[DRAFT]build: build llama.cpp with cygwin on Windows #12215

zhouwg · 2025-03-06T01:14:22Z

this draft PR introduce a new approach of build llama.cpp on Windows, which no complex MS's IDE is required.

official approach of build llama.cpp on Windows

as official doc mentioned: Please develop/build on Windows for ARM according to the llama.cpp build instructions, section "Building for Windows (x86, x64 and arm64) with MSVC or clang as compilers" with clang as c/c++ compiler (MSVC is no longer supported for llama.cpp on Windows for ARM because of the arm CPU Q4_0 optimization inline code).
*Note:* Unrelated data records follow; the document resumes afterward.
PR #60, opened 2017-01-23
Expose the underlying mz_stream from Compress and Decompress.

luser:
zlib exposes more API surface than miniz, and I needed to use a few of those APIs (like inflateReset),
but using the libz-sys crate directly means I have to reimplement a number of things from flate2.

Really all I need is to be able to get the underlying mz_stream so I can call the zlib APIs on it.
This patch adds a `get_raw` method to Compress and Decompress that returns a `*mut mz_state` which can
be passed directly to the functions defined in libz-sys. This doesn't add much complexity to flate2, but
fixes my niche use case.

### DIFF
--- a/src/lib.rs
+++ b/src/lib.rs
@@ -83,6 +83,11 @@ pub mod bufread {
     pub use gz::DecoderReaderBuf as GzDecoder;
 }
 
+/// Raw C structs from miniz or libz.
+pub mod raw {
+    pub use ffi::mz_stream;
+}
+
 fn _assert_send_sync() {
     fn _assert_send_sync<T: Send + Sync>() {}
 
--- a/src/mem.rs
+++ b/src/mem.rs
@@ -170,6 +170,11 @@ impl Compress {
         }
     }
 
+    /// Get the raw state of the underlying compressor.
+    pub fn get_raw(&mut self) -> *mut ffi::mz_stream {
+        &mut self.inner.raw as *mut ffi::mz_stream
+    }
+
     /// Returns the total number of input bytes which have been processed by
     /// this compression object.
     pub fn total_in(&self) -> u64 {
@@ -280,6 +285,11 @@ impl Decompress {
                 },
             }
         }
+    }
+
+    /// Get the raw state of the underlying decompressor.
+    pub fn get_raw(&mut self) -> *mut ffi::mz_stream {
+        &mut self.inner.raw as *mut ffi::mz_stream
     }
 
     /// Returns the total number of input bytes which have been processed by


alexcrichton:
Neat! I'm all for exposing features, but my worry here is that exporting the underlying FFI type can cause subtle breakage, especially with the features of this crate. Right now there's a Cargo feature which enables zlib instead of miniz, but in general Cargo features must be additive in terms of APIs in order to be composable. In this case though it'd be changing an API b/c the underlying stream would be changing.

Perhaps helper methods could be added depending on which backend is in use? Or just make the helper methods a noop on one backend but not the other? I'd be totally down with implementing something like `reset` as an inherent method here as well.

luser:
I originally started adding a few helper methods that were `#[cfg(feature = "zlib")]` but then I wanted to use `deflateResetKeep` which isn't even exported in the libz-sys API (but the symbol still exists) and I wasn't sure I wanted to fall down that rabbit hole. :)

I'd be fine with this being something like:
```rust
#[cfg(feature = "zlib")]
pub fn as_raw_zlib(&mut self) -> Option<*mut ffi::mz_stream> {
  Some(&mut self.inner.raw as *mut ffi::mz_stream)
}

#[cfg(not(feature = "zlib"))]
pub fn as_raw_zlib(&mut self)  -> Option<*mut ffi::mz_stream> { None }
```

Does that address your concerns?

alexcrichton:
Yeah that'd solve my concerns about the types for sure (and is also a neat idea!)

I started the libz-sys bindings and such very conservatively, so I'd be totally down for adding all number of bells and whistles to them if you'd like. If you know the APIs you want I could also take care of that!

alexcrichton:
Hm so actually it may not actually solve my concern because while crates would compile they semantically wouldn't work together still. One crate expecting zlib and another expecting miniz would be fundamentally not composable, so at runtime one would likely panic...

If it's just a matter of adding a few apis to libz-sys and then binding them here though that shouldn't be too bad!

luser:
Is it possible to use two crates together if they both use flate2 but one of them specifies `features = ["zlib"]`? I thought cargo would not allow that. (That's a separately-unfortunate state of affairs.)  In this case my crate is toggling that feature for flate2, so my crate should be able to rely on flate2 using zlib.

More specifically, the code I'm using this for depends on these zlib features and won't work without them. If there's no way to leverage the extra features of zlib in flate2 then it seems like having it as an option is not very useful.

Like I said in my initial comment,  I can use `libz-sys` directly for this, but that means I have to rewrite all the interface code you've written in flate2 to wrap the zlib API, which isn't appealing.

I'm still struggling to understand your composability issue--you're worried that two crates that both use flate2, where one might pass a flate2 struct to another, would not work if one expected zlib and one expected miniz? I don't see how that'd work even with the existing code (even if cargo lets you build a project like that, per above)--one crate would be calling zlib functions on the structs, and one would be calling miniz functions on them. Is there some other potential situation here that I'm not getting?

alexcrichton:
Ah yeah so the way Cargo works is that it's got a bunch of dependency edges from a crate to flate2. Each edge can enable some number of features, by default all edges enable the "default" feature. The flate2 crate is the compiled **once** with a union of all sets of enabled features. This means that features (in the Cargo sense) can only be *additive* to compose well together. Features currently can't be mutually exclusive or anything like that.

So in that sense if you enable the zlib feature, you'll always get an implementation backed by zlib (no need to worry about that!). Crates relying on miniz would be broken, but that seems like a far-fetched case.

Now if we were to expose these raw functions, imagine that zlib has special functionality but miniz also has special functionality. One crate uses the zlib functionality and one crate use miniz special functionality. At that point those two crates fundamentally can't be linked together through the flate2 crate.

My preference here would be to bind everything in the flate2 crate itself. If the APIs can't be implemented in miniz that's fine, zlib can still be an additive feature that enables the API where miniz just doesn't have an impl yet. Does that make sense? Earlier I [added a binding for `inflateReset2`](https://github.com/alexcrichton/flate2-rs/commit/93c9806be3eaf58a925f2905196a5ec77495bfff) as an example.

luser:
OK, so something like the following would be OK?

```rust
#[cfg(feature = "zlib")]
pub fn reset_keep(&mut self) {
 // ...
}
```

Where this method just doesn't exist in builds without the zlib feature?

alexcrichton:
Yeah that sounds reasonable to me!

alexcrichton:
Ok I'm going to close this due to the brekage aspect, but I'm more than willing to add features with `zlib`!

(e.g. add methods behind the `zlib` feature)

PR #63, opened 2017-03-04
Replace libc with std::os::raw

serprex:


alexcrichton:
Thanks for the PR! Could you expand on the motivation here? As a crate compiling C code, this crate *does* depend on libc?

serprex:
[Spurred by discussion](https://www.reddit.com/r/rust/comments/5xb0d5/rust_roadmap_libc_v10_release/dehfexq), this makes flate2-rs agnostic towards libc version in use

This crate may depend on C's libc, but it needn't depend on Rust's libc

alexcrichton:
Ok, in that case I'm going to close this as the libc crate is *the* way to link to a C library on a given platform, which is what this is embodying. Thanks for the PR though!

nox:
This doesn't mean libc must be a public dependency, @alexcrichton would you be ok with keeping the dependency but not relying on its symbols from the public API? This will limit the damage of a libc 1.0 bump.

PR #65, opened 2017-03-20
Add flush_finish()

vandenoever:
This function is useful for creating deflated blocks that can be concatenated.

And that in turn is useful for deflating a stream in parallel.

### DIFF
--- a/src/deflate.rs
+++ b/src/deflate.rs
@@ -89,10 +89,22 @@ impl<W: Write> EncoderWriter<W> {
 
     /// Consumes this encoder, flushing the output stream.
     ///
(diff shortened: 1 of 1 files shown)


alexcrichton:
Hm I think I may be missing something, this looks like it has the same implementation of `into_inner` above it?

vandenoever:
It uses `flush()` instead of `finish()`.
By using `flush()`, it's possible to add more later. Or combine bytearrays created in different threads.

alexcrichton:
Heh I think my brain saw `f***sh` in both cases and filled in the blank to say "surely this is the same!"

In any case looks great, thanks!

Issue #62, opened 2017-02-22
Implement get_ref/get_mut/total_in/total_out/into_inner for gzip DecoderReader


sid0:
The DEFLATE `DecoderReader` has a bunch of useful methods. It'd be nice to have the same methods on the gzip `DecoderReader` as well.

Relatedly, it would also be really nice to have traits that all the decoders and encoders here (and in your `bzip2-rs` repo, but not sure how easy that would be) implement, so that users could (statically or dynamically) switch out compression engines :)

alexcrichton:
Sounds good to me! I may not have time to implement this soon but it should be a relatively easy PR!

sid0:
Any thoughts on exposing a common interface? (Right now I'm doing it within my own project.)

Still working through some internal paperwork required to contribute :)

alexcrichton:
I'd personally prefer to hold off on that for now, but if it ends up being popular we can certainly add it!

Let me know if you need any help though!

alexcrichton:
I believe this was effectively done in #66, so closing

PR #66, opened 2017-03-24
Implement get_ref, get_mut and into_inner for gzip encoders and decoders

sid0:
Partly addresses #62.


alexcrichton:
Looks great!

PR #69, opened 2017-03-29
zlib requires the stream to have a stable memory location.

Lukazoid:
As the zlib library internal state stores a pointer back to the stream (see [deflate.h](https://github.com/alexcrichton/libz-sys/blob/master/src/zlib-1.2.8/deflate.h#L98)), this requires the stream to have a stable memory location and never change.

This commit introduces a stream wrapper which heap allocates when using zlib but not when using miniz.

It seems like a lot of zlib's methods do not rely upon this pointer back however some do, I first observed this issue when attempting to add an implementation of `deflateSetDictionary`.

### DIFF
--- a/src/ffi.rs
+++ b/src/ffi.rs
@@ -5,6 +5,7 @@ pub use self::imp::*;
 mod imp {
     extern crate libz_sys as z;
     use std::mem;
+    use std::ops::{Deref, DerefMut};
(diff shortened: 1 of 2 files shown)


alexcrichton:
Oh when I first added these bindings I was wondering if that was a requirement, turns out it is!

Thanks for the PR, looks great!

PR #70, opened 2017-03-29
Added a .gitattributes to configure how files are handled in git.

Lukazoid:
Checking out flate2-rs under windows with autocrlf=true results in some of the integration tests failing. This is because the uncompressed text files are undergoing end-of-line normalization while the archive contents still contain the LF line-endings, this results in the test assertions failing.

By using a .gitattributes file it is possible to ensure the integration test text files do not undergo end-of-line normalization.

### DIFF
--- a/.gitattributes
+++ b/.gitattributes
@@ -1,0 +1,20 @@
+# automatically handle text files
+* text=auto
+
+# text files
+*.md text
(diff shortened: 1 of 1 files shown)


alexcrichton:
Thanks!

PR #216, opened 2019-10-01
Switch to the Rust backend by default

### LINKED ISSUE #215: Use miniz_oxide by default
It seems miniz_oxide backend has matured enough to be the default:

1. Now that `miniz_oxide` backend contains no unsafe code and calls to it no longer go through a C API, it is strictly safer than the default miniz backend.
1. Performance is about the same (oxide decompression is faster, compression is slower).
1. miniz_oxide has received plenty of testing since the popular `reqwest` library uses it exclusively.

Is there anything else needed before flate2 can switch to miniz_oxide by default?

alexcrichton:
cc @oyvindln and @Frommi, I'd want to make sure y'all are ok with this and if you're up for it. This is likely to give the crate quite a bit of exposure, and I'm also curious if y'all think it's ready for this? Things are looking good to me, and I think it should be fine to do this in a point release!

Closes #215


oyvindln:
Sounds good to me.

PR #221, opened 2019-11-01
cargo: update minimum versions

mathstuf:
crc32fast has dependency specifications which are compatible and cfg-if
0.1.6 is the first to include APIs used in the ffi module.


mathstuf:
Would it be possible to get a release with this included made?

alexcrichton:
Sure thing, done!

PR #226, opened 2019-12-15
Remove deprecated Error::description

kornelski:


kornelski:
Rustfmt failed the build. I don't like rustfmt, so I'm not fixing that.

PR #228, opened 2020-02-05
Support cloudfire optimized version of zlib as a backend

arthurprs:
I had a use case that needed a faster gzip encoder. Is this something interesting to push upstream? 

Some brief testing showed that compression at level 6 is twice as fast as the default backend.

### DIFF
--- a/.github/workflows/main.yml
+++ b/.github/workflows/main.yml
@@ -39,6 +39,7 @@ jobs:
     - run: cargo test --features zlib
     - run: cargo test --features miniz-sys
     - run: cargo test --features zlib --no-default-features
+    - run: cargo test --features cloudflare_zlib --no-default-features
     - run: cargo test --features miniz-sys --no-default-features
     - run: cargo test --features tokio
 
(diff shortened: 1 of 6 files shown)


alexcrichton:
Nice! 

Mind adding this to CI as well to get tested?

arthurprs:
I'm unsure why but CI says it doesn't compile under mingw.

alexcrichton:
It looks like inline assembly is used and that probably isn't compatible with the MinGW toolchain. Perhaps document that it doesn't work on MinGW and we can configure in the code to ignore the feature on MinGW?

arthurprs:
I modified the build to skip this feature on mingw and added a small note to the README.

alexcrichton:
Thanks!

RReverser:
@arthurprs It looks like there is a bunch of `feature = "zlib"` conditions in https://github.com/alexcrichton/flate2-rs/blob/master/src/mem.rs that weren't extended to include `cloudflare_zlib`.

Is that intentional or an accidental omission?

arthurprs:
@RReverser good eye. I overlooked those.

RReverser:
Just made a PR above.

PR #240, opened 2020-05-20
feat: allow full range of window bits for zlib

ryanvade:
According to https://github.com/madler/zlib/blob/cacf7f1d4e3d44d871b605da3b647f07d718623f/zlib.h#L839-L870 the Window Bits parameter for `inflateInit2` should support values in the range of -15 to 47. This PR allows for those ranges in the C implementation.

### DIFF
--- a/src/ffi/c.rs
+++ b/src/ffi/c.rs
@@ -163,10 +163,10 @@ pub struct Inflate {
 }
 
 impl InflateBackend for Inflate {
-    fn make(zlib_header: bool, window_bits: u8) -> Self {
+    fn make(zlib_header: bool, window_bits: i32) -> Self {
         assert!(
-            window_bits > 8 && window_bits < 16,
-            "window_bits must be within 9 ..= 15"
+            window_bits > -16 && window_bits < 48,
+            "window_bits must be within -15 ..= 47"
         );
         unsafe {
             let mut state = StreamWrapper::default();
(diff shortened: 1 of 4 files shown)


oyvindln:
May cause issues since negative values are intended to be used to indicate the zlib header (which there is another parameter for already.)

ryanvade:
> May cause issues since negative values are intended to be used to indicate the zlib header and >15 means gzip header. There are already other structures for that purpose in flate2.

True, but right now flipping the zlib_header flag only changes the range from 8..15 to -15..-8 while zlib supports values > 15. Perhaps removing the zlib_header flag altogether would be a better solution? Right now I'm trying to solve https://github.com/alexcrichton/flate2-rs/issues/239

alexcrichton:
Could you be sure to add a test for this as well?

joshtriplett:
Reading through this carefully, I don't think it makes sense to allow passing other values for window bits to the existing objects, because that would mean it'd be possible to use (for instance) `GzDecoder` but pass a value for window bits that implies a zlib stream or a raw DEFLATE stream.

It *does* make sense to support autodetection of zlib vs gzip, but for that, I think flate2 should have a separate `AutoDecoder` or similar.

coolreader18:
I'm looking into this to easily support Python's window bits options ("+25 to +31 = 16 + (9 to 15): Uses the low 4 bits of the value as the window size logarithm, while including a basic gzip header and trailing checksum in the output.") in RustPython; do you think it would make sense to add a `cfg(feature = "any_zlib")` method like `Decompress::new_gzip(window_bits: u8)` that would pass `window_bits + 16` to `inflateInit`?

coolreader18:
Or I suppose it would have to be `cfg(feature = "zlib")`, miniz doesn't support gzip headers. Alternatively, maybe there could be some sort of `from_raw` function to create a `Compress`/`Decompress` from a C `z_stream`?

alexcrichton:
Yes I think this will at least need to be a zlib-specific feature, but otherwise seems fine by me to expose.

PR #242, opened 2020-06-22
Reset mem_level to DEF_MEM_LEVEL. Close #241

### LINKED ISSUE #241: ZlibEncoder uses different compress option from zlib when using zlib feature
When compressing data, the result flate2 produced is different from zlib(the C lib). The reason is flate2 uses a different argument to call `deflateInit2_`.

https://github.com/alexcrichton/flate2-rs/blob/962930cb3a1b1c50b710c9f4749f1686365eb70a/src/ffi/c.rs#L267-L277
The `mem_level` is setted to 9 instead 8 (`DEF_MEM_LEVEL` zlib used).
https://github.com/madler/zlib/blob/cacf7f1d4e3d44d871b605da3b647f07d718623f/zutil.h#L66
https://github.com/madler/zlib/blob/cacf7f1d4e3d44d871b605da3b647f07d718623f/deflate.c#L234-L235

I think a reason is that miniz use 9 as it's default mem_level, but that makes no sense.
https://github.com/Frommi/miniz_oxide/blob/e91d8fca64617b09f236e4b939f4971a891abe27/miniz/miniz.c#L185

Reset that argument to `DEF_MEM_LEVEL` is useful, because when I using flate2's zlib feature I want to get the same result as using zlib in C.

constfold:
Fixes #241

### DIFF
--- a/src/ffi/c.rs
+++ b/src/ffi/c.rs
@@ -273,7 +273,7 @@ impl DeflateBackend for Deflate {
                 } else {
                     -(window_bits as c_int)
                 },
-                9,
+                8,
                 MZ_DEFAULT_STRATEGY,
             );
             assert_eq!(ret, 0);


alexcrichton:
Sounds good to me, thanks!

PR #247, opened 2020-08-14
Cargo.toml: rewrite description, no longer "bindings to miniz.c"

joshtriplett:
flate2 does not just provide "bindings to miniz.c", and in fact doesn't
use miniz.c by default. Rewrite the description for clarity.


alexcrichton:
👍

PR #248, opened 2020-08-18
Update to libz-sys 1.1.0, and support use with zlib-ng

joshtriplett:
libz-sys 1.1.0 introduces optional support for zlib-ng, if the default
`stock-zlib` feature is disabled and the `zlib-ng` feature is enabled.
Modify the dependency on libz-sys to disable the `stock-zlib` feature,
which allows crates using flate2 to opt into zlib-ng if they wish. Add a
`zlib-ng-compat` feature to flate2, to opt into zlib-ng explicitly.

Update the README to document this, and to describe some of the
tradeoffs between zlib implementations.

### DIFF
--- a/.github/workflows/main.yml
+++ b/.github/workflows/main.yml
@@ -39,6 +39,7 @@ jobs:
     - run: cargo test --features zlib
     - run: cargo test --features miniz-sys
     - run: cargo test --features zlib --no-default-features
+    - run: cargo test --features zlib-ng-compat --no-default-features
     - run: cargo test --features cloudflare_zlib --no-default-features
       if: matrix.build != 'mingw'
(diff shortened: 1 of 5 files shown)


joshtriplett:
(Updated: ran rustfmt.)

joshtriplett:
I used the feature name `zlib-ng-compat`, to reserve the feature name `zlib-ng` for a potential future change that enables use of the standalone zlib-ng library (built without zlib-compat mode).

alexcrichton:
Nice! Could this also add testing to CI which builds this on all the platforms and tests it?

joshtriplett:
@alexcrichton Done, and it passes.

PR #252, opened 2020-10-01
Make `Compression::{new, none, fast, best}` const fn

notviri:
Hey, I'm not too familiar with the internals of this compression algorithm but this seems to just be a newtype over an integer? It's the only type I can't construct const-ly in a project, so maybe it could be changed, I hope!

(I don't exactly see a MSRV but I'm pretty sure `const fn` with an integer like this is long supported)


alexcrichton:
Thanks!

PR #270, opened 2021-04-21
Use the error message from z_stream.msg for [De]CompressError

coolreader18:
Not sure if I should put a `#[cfg]` on the `msg` field of the errors for only when zlib is used, since the other backends don't produce errors, or if that would be needlessly complicated.

### DIFF
--- a/src/ffi/c.rs
+++ b/src/ffi/c.rs
@@ -2,6 +2,7 @@
 use std::alloc::{self, Layout};
 use std::cmp;
 use std::convert::TryFrom;
+use std::ffi;
 use std::fmt;
 use std::marker;
 use std::ops::{Deref, DerefMut};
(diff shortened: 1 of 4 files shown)


src/ffi/c.rs
```diff
@@ -138,6 +139,18 @@ pub struct Stream<D: Direction> {
     pub _marker: marker::PhantomData<D>,
 }
 
+impl<D: Direction> Stream<D> {
+    pub fn msg(&self) -> Option<&'static str> {
```
alexcrichton, line 143: To confirm, are you sure that all C backends use this as `&'static str` in that it always has a static lifetime?

If not I think the error will need to start containing a `String`?

alexcrichton (commented):
Looks reasonable to me, thanks! I didn't actually realize this error information was present...


Could you add a test that the message is present when we expect it to be present?

src/ffi/c.rs
coolreader18: Well zlib does (and miniz just never changes `msg` from NULL), and I figure that if we eventually need to store more dynamic error messages we can change it to Cow. `De/CompressError.message` only returns a `&str`, not a `&'static str`, so I figure this should be fine.

coolreader18:
I did end up changing the error types so that there's no overhead to this when using miniz/miniz_oxide, I don't think it's too bad. Also, I noticed that some of the cfgs from a previous contribution of mine (`[De]Compress::new_gzip`) as well as misc stuff in `ffi::c` were inaccurate/verbose, so I tidied that up as well. Let me know if you'd rather I split that out to a separate PR.

alexcrichton:
Nah this looks good, thanks!

PR #222, opened 2018-08-02
A whole bunch of language tweaks and syntax updates

pchiusano:
Here's a quick summary. We can try out new syntax changes and make tweaks, I would not consider any of this set in stone. Open to bikeshedding on the syntax if anyone has other ideas.

* Syntax sugar for delayed computations (`() -> a`): `'a`, `!a`, and `delay <layout block>`
* `Sequence a` type can be written as `[a]`.
* Added some missing `Sequence` functions (`drop`, `++`).
* Type signatures are generalized over any lowercase free variables. Example: `a -> a` becomes `forall a . a -> a`.
* `namespace` blocks, ex: `namespace Foo where blah = 24` is a circuitous way of saying `Foo.blah = 24`. They can be nested.
* imports, via the `use` keyword, syntax `use Math.sqrt` to allow `sqrt` to be referenced unqualified, other examples: `use Sequence.++` (import a single operator), `use Sequence.++ map filter` (an operator and some other names). One or more `use` statements can appear at start of any block. No wildcard imports yet. Later imports shadow earlier ones.

## Some more notes on the syntax for delayed computations

* `'43` is syntax for `() -> 43`. It has highest possible precedence, so `get-or-else '43 x` parses as `get-or-else ('43) x`. You might use the idiom `'(foo x)` if you want to pass around a delayed call to `foo x`. 
* The _type_ `'x` is sugar for `() -> x`. It has higher precedence than `->` but lower precedence than application, so the type `fork : '{Remote} a -> {Remote} (Future a)` parses as `('{Remote} a) -> {Remote} (Future a)`.
* `!x` is syntax for `x()`. It has same precedence as `'`, so `at !spawn '(factorial 22)` parses as `at (spawn ()) (() -> factorial 22)`.
* `delay` is like `let`, it introduces a layout block, but wraps the whole block in a delay. Example:

```
go : '{IO} ()
go = delay
  x = 1
  launch (x + 1)
```

I feel like we might want to give `delay` higher precedence than function application, so you can say things like `fork delay <layout block on next line>`.

Implementation notes - 

* All the syntax changes were just parser changes, no AST or typechecker changes.
* It is awkward having to know the `Reference` and constructor id of any pattern - it means you need to know about all data types before you start parsing terms. This is responsible for the restriction that `use` statements have to appear first in a block.
* We might want delays to have a separate AST node rather than just being syntax sugar. This would be an easy refactoring for later.


pchiusano:
@aryairani build is failing due to 

```
    /Users/pchiusano/Dropbox/projects/unison/parser-typechecker/src/Unison/Type.hs:107:12: error: [-Wincomplete-patterns, -Werror=incomplete-patterns]
        Pattern match(es) are non-exhaustive
        In a case alternative: Patterns not matched: []
        |
    107 | unApps t = case go t [] of [_] -> Nothing; f:args -> Just (f,args)
        |            ^^^^^^^^^^^^^^^^^^^^^^^^^^^^^^^^^^^^^^^^^^^^^^^^^^^^^^^
```

aryairani:
@pchiusano Sorry not sure how that slipped by.  It is fixed now but something else is broken.

aryairani:
@pchiusano It's now failing because `cannot serialize program with blanks`

aryairani:
in https://github.com/unisonweb/unison/blob/master/unison-src/tests/stream/unfold.u

Any ideas?

aryairani:
@pchiusano Could you add test programs that exercise these features to `unison-src/tests/`?  They will be picked up by the `runtime-jvm` test runner.  You can make use of nested directories under `unison-src/tests/` if desired.  

(We should also have some negative tests, and there is already a `unison-src/errors/` directory, but it isn't wired in for testing yet; I've just been using them for manual inspection of parse/type errors.)

aryairani:
@pchiusano By default, the files under `unison-src/tests/` are just checked to make sure that they evaluate. (To anything.)  To check that they evaluate to some expected result (recommended), add them to [FileCompilationTests.checkResultTests](https://github.com/unisonweb/unison/blob/a91b6c81a81098423adacaeeb6b54a0f16f86030/runtime-jvm/main/src/test/scala/FileCompilationTests.scala#L14).

parser-typechecker/src/Unison/Parser.hs
```diff
@@ -33,8 +33,31 @@ import qualified Unison.Var as Var
 debug :: Bool
 debug = False
 
-type PEnv = UnisonFile.CtorLookup
-type P v = P.ParsecT (Error v) Input ((->) PEnv)
+data PEnv v = PEnv { constructorLookup :: UnisonFile.CtorLookup }
```
aryairani: Phantom type v?  How is it used, or is its use coming later?

aryairani: Maybe it's just for the Monoid / Semigroup?  I did the same thing for `Rendered`.

atacratic:
Looking at the `fork` example above, I wonder if the ' apostrophe syntax is definitely better than the syntax used by Frank?  Frank's use of 'suspenders' { } for delay makes it easy to see what is being delayed without parsing for precedence.

I think Frank's rendering of fork would be

`fork : { [Remote] a } -> [Remote] (Future a)`

(Excuse my gatecrashing this PR!  Love all the progress you're making - really seems to be steaming along at the moment 😀)

aryairani:
@atacratic Gatecrashing is welcome 😁  We are pondering the suggestion now.

pchiusano:
Yeah, we are currently using `{}` for term level effect values, but maybe can change that syntax or overload it somehow...

pchiusano:
hey going to merge this. @atacratic thanks for comments, that file was a major work in progress and not surprised parts of it were nonsense. :) 

Re: syntax, I got rid of `delay` keyword, just have `'` bind looser than keyword-based layout constructs like `let`, `case`, `handle`. So you can say `spawn 'let <blah>` or `spawn 'case x of`, no special rule needed.

PR #237, opened 2018-08-24
Parsing improvement - type and effect decls can be intermingled with term definitions, `use` can appear anywhere in a block

pchiusano:
Currently, the file parser had a rigid structure where it requires the type and effect declarations to appear first in the file, followed by term definitions. Also the basic term block parser requires the `use` statements all at the start of the block. 

_This PR relaxes all that._ You can order the declarations (of terms or types) however you like in the file, and you can add add ` use` statement in the middle of a block.

The file parser is unchanged, it's implemented via a normalization pass in the lexer, which brings the type and effect decls to the top of the file, and also reorders the `use` statements within a block to appear at the start. (Am undecided about the `use` reordering, but easy to turn that off if we don't like it.)

The function `Unison.Lexer.lexer` does this normalization, and `lexer0` is the non-normalizing implementation if you ever want that. All code is now going through this new implementation and all tests pass. 

If you're curious about implementation, [start reading here](https://github.com/unisonweb/unison/blob/fb44a09d533d8b9c976149c06d972c2175a2869d/parser-typechecker/src/Unison/Lexer.hs#L116). Lexer output is parsed into a tree structure based on matching `Open` and `Close` tokens, and we can then [easily reorder `Semi` delimited sections within this tree based on their starting token](https://github.com/unisonweb/unison/blob/afb98b5354291953ff8cbddc54a66c94a273f58f/parser-typechecker/src/Unison/Lexer.hs#L165).

Other changes -

* Shuffled some of the declarations around in the tests to get some testing of this feature.
* The `debugLex` functions can be a bit simpler and just use the `Show` instance for `Lexer.T`, the tree structure used to implement the above.


atacratic:
Oops, finger slipped!

PR #238, opened 2018-08-25
A few failing typechecker tests

atacratic:
- tests/delay_parse.uu - () -> {T} '() does not parse - interaction between the ' and the {T}
- tests/match_unit.uu - can't match on () in a pattern
- tests/hole.uu - holes don't seem to be supported yet
- errors/effect_unknown_type.uu - no error when using an unknown type in an effect declaration

These are the things I found while getting the following to compile, which it now does! :-)  It's a sketch of how the Remote API might break down in to constituent effects.

https://gist.github.com/atacratic/99fb707a7cb96bcd714cc1c024a7e08e


atacratic:
OK, cool.  Have removed the dud tests.  Thanks for the info about foralls and patterns.  

I think it would be convenient if bindings with signature but no definition were allowed.  (Even if those bindings couldn't then be used in other bindings.)  It's helpful to be able to compile unfinished work.  Won't lose sleep over it though!

atacratic:
I'm going to cross my fingers and hope that I have permission to merge :)

pchiusano:
Thanks @atacratic. For uncontroversial PRs like this that have already gotten review I think okay to go ahead and merge, but I like practice of saying “I’m merging this tomorrow if no objections” so there’s no surprise. If there’s any controversy or outstanding discussion then I’d hold off until there’s an explicit “ok to merge”. 😀

Realizing we should put this in a contributing doc of some sort.

Appreciate you diving in and experimenting with what we have so far!! 😀 Keep it coming. Would you be interested in taking on a bigger project that deals with compiler internals? I’ve got some ideas...

atacratic:
OK, got it on the merge process.

Interested but slightly daunted!  I'll drop you an email...

PR #239, opened 2018-08-27
Add `expectEqual` to EasyTest.

tmciver:
I started using EasyTest in a personal project and found I needed a function like this.  Is this reasonable or is there another way to achieve this?


pchiusano:
Hey @tmciver! Seems reasonable, merging.

PR #246, opened 2018-09-05
Topic/broken continuations

pchiusano:
Unpending'd some tests. Fixed a couple bugs:

* Fixed a bug with `compose`, which was used for building up continuations inside the `Requested` exceptions. `compose` wasn't handling `Requested` exceptions internally, which resulted in portions of the continuation getting discarded. Hat tip to @stevekrouse for helping to notice this issue.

there are some problems with this approach and this approach seems a little difficult from point of view of Linux programmer:

a simple thing on Linux such as configure CMake in command line mode or script is not easy on Windows(because I know nothing about Windows programming)
lots of mysterious compile errors with MS's compiler and toolchain for a same llam.cpp derived project which can be easily built for Linux and Android
have to install and setup a very big IDE on Windows and I don't know how this huge IDE works

an experimental approach which introduced in this PR
[1.5 step of following 3 steps(x86-windows, x86-windows-qnn, arm64-windows-qnn) has verified on a 64-bit Windows10 VM through VMWare Player17 on a powerful Linux workstation]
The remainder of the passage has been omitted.